I believe launching the global Methodist church now his a mistake. With a reapportainment of delegates for 2024 the Africans along with traditionalist lay delegates and clergy will have a solid majority. The progressive move to change our stance on human sexuality will come to an end for decades. I also believe the Africans will be more gracious to those who are unhappy than progressives have been to traditionalist congregations that have wanted to leave. A constitutional amendment to create a separate BOD will never pass. Traditionalists now have a chance to save the UMC and bring renewal to it. Please don’t leave!

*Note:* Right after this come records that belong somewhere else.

PR #232, opened 2025-10-08
Range mappings: add draft spec language to branch

takikawa:
This PR adds the draft range mappings spec language to the proposal branch. Once this is merged I'll open a separate PR from the proposal branch to main for detailed comments and review.

PR #233, opened 2025-10-20
Range mappings: spec text for proposal

takikawa:
This is the actual PR for the draft range mappings proposal for detailed review. Comments and feedback welcome.

On the other PR #232, Nic raised some points about what we should do in case there are multiple mappings in one location and only one (or a subset) are range mappings.

https://tc39.es/ecma426/pr/233/

### DIFF
--- a/spec.emu
+++ b/spec.emu
@@ -684,9 +684,10 @@
         1. Let _ignoreListField_ be GetOptionalListOfArrayIndexes(_json_, *"ignoreList"*).
         1. Let _sources_ be DecodeSourceMapSources(_baseURL_, _sourceRootField_, _sourcesField_, _sourcesContentField_, _ignoreListField_).
         1. Let _namesField_ be GetOptionalListOfStrings(_json_, *"names"*).
+        1. Let _mappings_ be DecodeMappings(_mappingsField_, _namesField_, _sources_).
         1. <ins>Let _rangeMappingsField_ be GetOptionalString(_json_, *"rangeMappings"*).</ins>
         1. <ins>Let _rangeMappings_ be DecodeRangeMappings(_rangeMappingsField_).</ins>
-        1. Let _mappings_ be DecodeMappings(_mappingsField_, _namesField_, _sources_, <ins>_rangeMappings_</ins>).
+        1. <ins>Perform UpdateMappingsForRangeMappings(_mappings_, _rangeMappings_).</ins>
         1. [declared="a,b"] Sort _mappings_ in ascending order, with a Decoded Mapping Record _a_ being less than a Decoded Mapping Record _b_ if ComparePositions(_a_.[[GeneratedPosition]], _b_.[[GeneratedPosition]]) is ~lesser~.
         1. Return the Decoded Source Map Record { [[File]]: _fileField_, [[Sources]]: _sources_, [[Mappings]]: _mappings_ }.
       </emu-alg>
@@ -921,10 +922,6 @@
             <td>[[NameIndex]]</td>
             <td>a non-negative integer</td>
           </tr>
-          <tr>
-            <td><ins>[[MappingIndex]]</ins></td>
-            <td><ins>a non-negative integer</ins></td>
-          </tr>
         </table>
       </emu-table>
 
@@ -935,7 +932,6 @@
             _mappings_: a List of Decoded Mapping Records,
             _names_: a List of Strings,
             _sources_: a List of Decoded Source Records,
-            <ins>_rangeMappings_: a List of of Decoded Range Mapping Offset Records,</ins>
           )
         </h1>
         <dl class="header"></dl>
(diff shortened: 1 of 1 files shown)


spec.emu
```diff
@@ -947,47 +962,50 @@
...
           1. Else,
             1. Let _originalPosition_ be a new Original Position Record { [[Source]]: _sources_[_state_.[[SourceIndex]]], [[Line]]: _state_.[[OriginalLine]], [[Column]]: _state_.[[OriginalColumn]] }.
           1. Let _name_ be *null*.
           1. If |Name| is present, then
-            1. Perform DecodeMappingsField of |Name| with arguments _state_, _mappings_, _names_ and _sources_.
+            1. Perform DecodeMappingsField of |Name| with arguments _state_, _mappings_, _names_<ins>,</ins> <del>and</del> _sources_ <ins>and _rangeMappings_</ins>.
             1. If _state_.[[NameIndex]] &lt; 0 or _state_.[[NameIndex]] ≥ the number of elements of _names_, optionally report an error.
             1. Else, set _name_ to _names_[_state_.[[NameIndex]]].
-          1. Let _decodedMapping_ be a new DecodedMappingRecord { [[GeneratedPosition]]: _generatedPosition_, [[OriginalPosition]]: _originalPosition_, [[Name]]: _name_ }.
+          1. <ins>Let _isRangeMapping_ be the result of performing LookupRangeMapping with arguments _rangeMappings_, _state.[[GeneratedLine]], and _state.[[MappingIndex]].</ins>
```
nicolo-ribaudo:
```suggestion
          1. <ins>Let _isRangeMapping_ be the result of performing LookupRangeMapping with arguments _rangeMappings_, _state_.[[GeneratedLine]], and _state_.[[MappingIndex]].</ins>
```

spec.emu
```diff
@@ -682,7 +684,10 @@
         1. Let _ignoreListField_ be GetOptionalListOfArrayIndexes(_json_, *"ignoreList"*).
         1. Let _sources_ be DecodeSourceMapSources(_baseURL_, _sourceRootField_, _sourcesField_, _sourcesContentField_, _ignoreListField_).
         1. Let _namesField_ be GetOptionalListOfStrings(_json_, *"names"*).
-        1. Let _mappings_ be DecodeMappings(_mappingsField_, _namesField_, _sources_).
+        1. <ins>Let _rangeMappingsField_ be GetOptionalString(_json_, *"rangeMappings"*).</ins>
+        1. <ins>If _rangeMappingsField_ is *null*, set _rangeMappingsField_ to *""*.</ins>
```
jridgewell: Nit: just handle this in the decode function?

spec.emu
```diff
@@ -1119,6 +1138,142 @@
...
+            1. Perform DecodeRangeMappingsField of |RangeMappingList| with arguments _state_, _rangeMappings_.
+          </emu-alg>
+          <emu-grammar>
+            RangeMapping :
+              Vlq
+          </emu-grammar>
+          <emu-alg>
+            1. Let _relativeIndex_ be the VLQUnsignedValue of |Vlq|.
+            1. If _relativeIndex_ is 0, then
+              1. Optionally report an error.
```
jridgewell: Does this mean the first mapping can never be a range mapping?

```js
"mappings": "AAAA",
"rangeMappings": "A"
```

spec.emu
```diff
@@ -1119,6 +1138,142 @@
...
+            1. Set _state_.[[MappingIndex]] to _state_.[[MappingIndex]] + _relativeIndex_.
+            1. Let _rangeMappingOffset_ be a new Decoded Range Mapping Offset Record { [[GeneratedLine]]: _state_.[[GeneratedLine]], [[MappingIndex]]: _state_.[[MappingIndex]] - 1 }.
```
jridgewell: Why are we dealing with 1-based indexes?

spec.emu
```diff
@@ -931,10 +945,11 @@
             Line `;` LineList
         </emu-grammar>
         <emu-alg>
-          1. Perform DecodeMappingsField of |Line| with arguments _state_, _mappings_, _names_ and _sources_.
+          1. Perform DecodeMappingsField of |Line| with arguments _state_, _mappings_, _names_<ins>,</ins> <del>and</del> _sources_ <ins>and _rangeMappings_</ins>.
           1. Set _state_.[[GeneratedLine]] to _state_.[[GeneratedLine]] + 1.
           1. Set _state_.[[GeneratedColumn]] to 0.
-          1. Perform DecodeMappingsField of |LineList| with arguments _state_, _mappings_, _names_ and _sources_.
+          1. <ins>Set _state_.[[MappingIndex]] to 0.</ins>
+          1. Perform DecodeMappingsField of |LineList| with arguments _state_, _mappings_, _names_<ins>,</ins> <del>and</del> _sources_ <ins>and _rangeMappings_</ins>.
```
jridgewell: I think we should leave `DecodeMappingsField` alone, and instead pass `mappings` to `DecodeRangeMappings`. It allows us define error cases for 
- range mapping point to a `GenColumn` sourceless mapping
- range mapping points to undefined mapping (line too large or index too large)

spec.emu
```diff
@@ -1119,6 +1128,168 @@
...
+        <emu-clause id="sec-FindMappingForRangeMappingOffset" type="abstract operation">
+          <h1>
+            FindMappingForRangeMappingOffset (
+              _mappings_: a List of Decoded Mapping Records,
+              _offset_: a Decoded Range Mapping Offset Record,
+            ): a Decoded Mapping Record or ~not-found~
+          </h1>
+          <dl class="header"></dl>
+          <emu-alg>
+            1. Let _currentLine_ be *null*.
```
jridgewell: Nit: `-1`, so we have a consistent number type?

spec.emu
jridgewell: Going though this in code, I still hate it. When I'm reading the relative offsets, I don't want to think about 1-indexing. I would rather this be 0-index, and push the complication into error checking.

This is not a strong objection though, because I can just start my relatives at `-1` and treat it like it's 0-index anyways. It just hurts my brain to reason about.

jridgewell (approved):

Some have given up believing that General Conference can solve the UMC problems.
Chris,
You say that, “U.S. traditionalists are no longer the barrier to the UMC denomination that progressives hope to lead,” but that the future of the UMC is still orthodox due to African growth. Don’t you think traditionalists in the US will still have a role to play in coordinating with the Africans? Will the Africans go GMC? I know these are questions that are still unanswerable.
Yes. Unanswerable. But good and relevant questions nonetheless.
“The window for the onerous disaffiliation process (Par. 2553) will soon close.”
As always, I feel the need to point out that this “onerous” process is the one traditionalists passed in 2019 and described as “the kind of plan [we] would want if [we] were leaving.”
For what it’s worth, I agree with you on reelecting delegates. Although the two year rule is cherry picking, this delay has left us all to cherry pick (like do we even have a valid Judicial Council to overrule decisions right now?), I agree that after 4 years we need to have the reapportioning and election process run its course.
Does Par. 2548.2 require annual conference action?
As I understand it, yes. And there needs to be a comity agreement between the conference and the GMC.
I’m definitely NOT an expert on any of this. But if the JC is operating and issuing decisions in defiance of the BoD’s plan for the election of its members (which fails to provide guidance for their current operating contingencies), what is the legitimacy of anything they proclaim? Who gets to call them into question if their authority as the final interpreter of the BoD is kaput? How does the BoD provide for the delegitimization of the JC’s rulings? I for one think we’ve never been here before and are clueless as to how to function within the constraints of the BoD. As is the JC.